Beyond the Rent is Multifamily Dive’s analysis of the trends driving supply, demand and operations in the apartment industry.
As an avid sports fan, it first registered that the machines could be coming for me in the 2010s.
That’s when some outlets began relying on computers to produce automated game recaps from a simple box score. If you don’t believe me, read this New York Times story from 2011.
But, as a real estate journalist, I felt relatively insulated. I had real sources and some market knowledge. No machine can write those long-winding, 2,500-word pieces to nowhere about the need for sprinklers in single-family homes or REIT consolidation and privatization (the gift that keeps on giving) as expertly as I do, I thought.
Then, a few years ago, ChatGPT launched, and things got a little more real. I played with various prompts and found that it could do research and spit out answers in mere seconds. It even helped me connect the dots on some news stories.
Earlier this year, the AI sirens grew louder, including the Citrini Research report saying advanced AI could push unemployment to 10%, as the firm took a peek at what the employment market and stock markets could look like in June 2028. I had no idea what Citrini Research was, but discovered in The Wall Street Journal that founder and primary author James van Geelen publishes macro and thematic stock research and gained a following after publishing investment opportunities related to AI and weight-loss drugs .
When markets stumbled for a brief period of time after the Citrini report, I took note. And I began to wonder if the apartment industry that I covered was watching.
My inbox was filled with announcements about this AI-enabled operations system or that AI-powered fraud-screening system, so I knew the industry was using it, presumably, to become more efficient in operations, dealmaking and gatekeeping.
But were they really paying attention to that other side of machine learning? You know, the part where other businesses are also using it as a cost-cutting tool, which threatens the jobs that multifamily owners rely on to produce monthly rent payments?
The AI threat
So I began asking the question: How is the threat of AI-driven job loss influencing acquisition and development decisions? I started with an executive at a prominent developer.
“It's really not something that I have thought too much about, and that may be a bad thing,” he said. “But, yeah, we're still, like always, just focused on increasing market share and continuing to try to source really good projects that make a ton of sense.”
I continued to ask that question and continued receiving the same response. I posed the question to Haendel St. Juste, a longtime apartment REIT sounding board for me. He, like others who make their living studying the markets, was keenly aware of fears of an AI jobs apocalypse.
“Demand can change pretty quickly and overnight, if you’ve got companies cutting 40% of their workforce,” St. Juste said.
I followed up with: Why aren’t the apartment owners, developers and managers paying attention?
“They can't worry so much about this scenario or that scenario,” St. Juste said. “They have to keep their portfolio full and collect rent and optimize their NOI. But, yeah, the world is changing.”
His answer made sense, but puzzled by the potential disconnect between market fears and the industry’s on-the-ground realities, I started to let the story go. Then I saw this post shared on LinkedIn by none other than Patrick Carroll, who cited job cuts at Meta and Block blamed on AI, though there is some disagreement about the real cause. Finally, I saw someone asking the question.

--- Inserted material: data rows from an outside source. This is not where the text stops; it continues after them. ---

PR #17880, opened 2021-08-12
Use newer version of Puppeteer for UI tests

sgiehl:
### Description:

We are still using Puppeteer 2.1.1, which uses a quite "old" Chromium version.
Puppeteer 8.0.0 will update that to Chromium 90.

Note: I'm note yet updating to version 10.2.0, as with version 10 some methods that we are using were removed, also for some reason the tests are hanging after a fixture is set up. Don't want to waste time trying to figure out what exactly needs to be changed.

### Review

* [ ] Functional review done
* [ ] Code review done


mattab:
Is there any benefit to this project, besides maybe preventing some tech debt? Maybe this can wait for some months, or is there value in continuing this work now?

sgiehl:
This ensures our tests are running with a more modern Chrome. In theory the newer version would even support running the tests with Firefox as well. Also there are a lot more features, that can be quite useful for writing better tests. In addition I hope this brings some more stability into our tests and reduces the random failures.

Findus23:
Especially this makes sure that the UI tests (and other JS tests) represent the reality of people using modern versions of web browsers instead of Chrom(e|ium) 80 which was released in 2019 and might not trigger bugs in Matomo caused by changes in how browsers work since then.

sgiehl:
Seems I finally found a solution to "fix" the TwoFactorAuth UI tests, even though the solution is not optimal.
It seems due to the many calls for login + logout and the settings at some point the CoreJS javascript is served empty. I actually was not able to figure out where the exact problem is. Maybe it's a raise condition that two request want to create the asset file or something similar.
Disabling the merged assets for those tests seems to solve the test failures.

sgiehl:
I'll add the `needs review` label, but will still keep the draft status, as there are various updates in the submodules. So if this should be merged, we need to create PRs for the submodules first, merge them and update the submodules in this PR before merging it.

core/AssetManager/UIAsset/OnDiskUIAsset.php
```diff
@@ -125,7 +125,7 @@ public function exists()
      */
     private function assetIsReadable()
     {
-        return is_readable($this->getAbsoluteLocation());
+        return is_readable($this->getAbsoluteLocation()) && filesize($this->getAbsoluteLocation()) > 10;
```
tsteur: is there any chance we can remove this one or only use it in tests? Mentioning this regarding performance mostly. Also a short script like `$ = jQuery` could be skipped but not sure it would be out there. We have such a script in Matomo for WordPress for example but we're adding it using a string and it's not in a file.

sgiehl: oh. That actually was a test to check if that fixes the issue on travis, which it didn't. So I can simply revert it.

“This is not a tech story,” Carroll said on LinkedIn. “This is a housing story. And nobody in multifamily is connecting the dots.”
A jobs apocalypse?
Wanting to be a connector of dots, I reached out to the controversial Carroll. He told me much of the same over the phone, lamenting that the industry was sleeping on the risk of job displacement.
“If you just said, ‘Listen, 20% or 30% of your tenant base is going away,’ maybe people would pay attention,” he said.

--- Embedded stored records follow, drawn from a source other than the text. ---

Issue #15322, opened 2019-12-29
Segments do not work with encoded URL's as advised. 


jmumby:
When creating a segment using encoding as advised in the help text, no results are shown. 

![image](https://user-images.githubusercontent.com/4339071/71562691-0b169f80-2ae9-11ea-96cf-17720a7751d1.png)

For example `https%3A%2F%2Fexample.com` yields no results in the visits log where as `https://example.com` does.

mattab:
Interesting, the inline text was designed for this page: 
https://developer.matomo.org/api-reference/reporting-api-segmentation
but indeed this same advice is wrong when within the UI, where the URLs should not be encoded.

PR #17882, opened 2021-08-13
hide segmented reports are pre-processed

### LINKED ISSUE #15036: Hide "AND segmented reports are pre-processed (faster, requires cron)" from the UI when enable_create_realtime_segments = 0
Currently the UI looks like this:
Screenshot from 2019-10-22 17-32-10

The last selector cannot be changed when `enable_create_realtime_segments = 0`

Because it provide no value in itself, it would be great to hide the text all together: "AND segmented reports are pre-processed (faster, requires cron)" from the UI when `enable_create_realtime_segments = 0`

geekdenz:
when enable_create_realtime_segments = 0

Message received. But after that call, I wondered who was right. Is it Carroll who sees a threat that could upend the apartment business? Or is it those operators across the country who haven’t yet seen job displacement in their portfolios? Or maybe they both were right.
But where could I go for that definitive answer? Ahh, yes, ChatGPT. “Yes — eventually, I think AI-driven job displacement will become a meaningful issue for apartment owners,” it told me.
But ChatGPT doesn’t think it will look like the overnight “jobs apocalypse” that gets attention on social media or in my articles, apparently. “The biggest risk to multifamily isn’t that millions of people suddenly stop paying rent. It’s that AI gradually weakens the pipeline of high-income renter households that have disproportionately supported Class A demand in certain markets,” it said.
So there you have it – a gradual weakening over time. It isn’t exactly a comforting message, but ChatGPT can also be wrong, according to CNBC (and many others). So while we all wait for this thing we’re not going to call a jobs apocalypse, I’m inviting you to reach out to me. Are you seeing signs of AI job loss in your portfolio? What other threats or opportunities do you see?
Any insights would be appreciated, as I plan to write more columns on AI and other hot-button industry topics.
That is, until the machines start writing for me.